Let $(V,\omega)$ be an infinite dimensional symplectic vector space with a symplectic form $\omega.$ Is the symplectic complement $W^\omega$ of a symplectic subspace $W\subset V$ is still symplectic?
I came out with this question when I was trying to work on the problem which statement does not assume $V$ is finite dimensional. I can prove the finite dimensional case, and here is my proof.

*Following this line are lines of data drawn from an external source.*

PR #2254, opened 2019-03-08
Simplify the EITC_indiv parameter

### LINKED ISSUE #2199: Individualizing EITC removes joint filing phaseout bonus w/o notifying user
Setting the `_EITC_indiv` parameter to `True` deactivates the `_EITC_ps_MarriedJ_*kids` parameter, significantly reducing the phaseout start for affected taxpayers. The user is not notified by the `_EITC_indiv` documentation, other than the note, "the phaseout of the credit works slightly differently between the two." 

For context, I estimate that deactivating the phaseout start bonus for joint filers reduces the cost of individualizing the EITC by about $3B in the first year. 

See the two reforms below. The first sets `_EITC_indiv` to True and the second sets `_EITC_indiv` to True **and** raises the `_EITC_ps_MarriedJ_*kids` parameters dramatically. Both have the exact same effects. 

https://www.ospc.org/taxbrain/38925/
https://www.ospc.org/taxbrain/38926/

One fix would be to add documentation to `_EITC_indiv` explaining that it turns off the other parameter. Another fix would be to keep the` _EITC_ps_MarriedJ_*kids` parameters active when `_EITC_indiv` is active (with docs). 

I prefer the latter approach, because I think it is counterintuitive for `EITC_indiv` to automatically reduce the phaseout start for affected taxpayers, but it would break backwards compatibility by redefining `EITC_indiv`. 

Based on how I have observed users approach the individualized EITC option, I think it is best to keep the definition for the individualized EITC quite close to the definition for the current law EITC. Users expect to be able to make `EITC_indiv` `True` without it affecting their other parameter choices. 

Based on this observation, I also think we should add back childless EITC age eligibility rules (which are currently turned off by `EITC_indiv`). 

I do not think we should add back the investment income eligibility rules for now because we don't an investment income breakdown between the joint filers. 

I am happy to make these changes if others think they are reasonable. To summarize the changes that I'm proposing: 

- activate `_EITC_ps_MarriedJ_*kids` when `EITC_indiv` is True
- activate `EITC_*EligAge` when `EITC_indiv` is True
- add documentation to `EITC_indiv` to reflect the above two changes.

MattHJensen:
Resolves #2199. 

@martinholmer, could you please look this over?


martinholmer:
@MattHJensen,  Please don't include the changes to the `docs/index.html` file in this pull request.
We make those changes only with each release.  If you were to include this file in PR #2254, the documentation for the current release of Tax-Calculator would be wrong as soon as PR #2254 was merged.

I'll look at the substance of the proposed changes after you fix this problem.

martinholmer:
@MattHJensen,  You need to add some motivation and clarification for this PR.  For example, why is adding a new policy parameter "simplify the EITC_indiv parameter"?

MattHJensen:
> Please don't include the changes to the docs/index.html file in this pull request.
We make those changes only with each release. If you were to include this file in PR #2254, the documentation for the current release of Tax-Calculator would be wrong as soon as PR #2254 was merged.

The latest commit resets docs/index.html to master. (Thanks to this [stack overflow thread](https://stackoverflow.com/questions/39459467/remove-a-modified-file-from-pull-request))

> You need to add some motivation and clarification for this PR.

Good point. This PR simplifies the `EITC_indiv` parameter by narrowing its scope. 

After these commits, turning on `EITC_indiv` means that, for tax units filing jointly, the EITC is calculated for each spouse based on individual earnings. 

Previously, the `EITC_indiv` had this effect and also changed the investment income eligibility rules, changed the married filing jointly phaseout bonus (without actually changing the married filing jointly phaseout bonus parameter values), and changed the age eligibility rules. 

This PR adds a new parameter that turns on and off whether the EITC can be claimed by tax units that are married filing separately, `EITC_sep_filers_elig`. Under current law, `EITC_sep_filers_elig` is false. I expect that many users of `EITC_indiv` will want `EITC_sep_filers_elig` to be true.

martinholmer:
@MattHJensen,  Thanks for the big improvements in structural EITC reform logic in pull request #2254.

MattHJensen:
Thanks for the discussion and review @martinholmer!

Issue #2259, opened 2019-03-15
recipe00's reformA.json has comments that make it invalid


MaxGhenis:
https://pslmodels.github.io/Tax-Calculator/recipe00.py.html points to https://pslmodels.github.io/Tax-Calculator/reformA.json, which has comments in between the lines. Loading it produced this error:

Taking a symplectic basis $\{e_1,\cdots,e_n,f_1,\cdots,f_n\}$ for $V\cong\mathbb R^{2n}$, let's say that $W=\text{span}_{\mathbb R}\{e_1,\cdots,e_k,f_1,\cdots,f_k\}$. Assume that $W^\omega$ is not symplectic, then, by definition, there exists $v\in W^\omega$ such that $\omega(v,e_m)=\omega(v,f_m)=0$ for all $m=k+1,\cdots,n.$ Also by definition of symplectic complement, we have $\omega(v,e_m)=\omega(v,f_m)=0$ for all $m=1,\cdots,k.$ Thereforth $\omega(v,e_m)=\omega(v,f_m)=0$ for all $m=1,\cdots,n,$ i.e. $\omega(v,w)=0$ for all $w\in V$, deducing that $\omega$ is degenerated in $V,$ a contradiction.
It seems that such an idea does not work on the infinite dimensional case, since I have no idea how to find a symplectic basis in an infinite dimensional space.
Could anyone help please?